# Work order
Return the data that follows exactly, with each line intact.

# Data block
PR #8068, opened 2024-10-11
fix: disable request error modal - [INS-4559]

CurryYangxx:
close [INS-4559](https://linear.app/insomnia/issue/INS-4559/disable-the-request-failure-alert-modal#comment-42c35ae3)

# Response to the task
PR #8068, opened 2024-10-11
fix: disable request error modal - [INS-4559]

CurryYangxx:
close [INS-4559](https://linear.app/insomnia/issue/INS-4559/disable-the-request-failure-alert-modal#comment-42c35ae3)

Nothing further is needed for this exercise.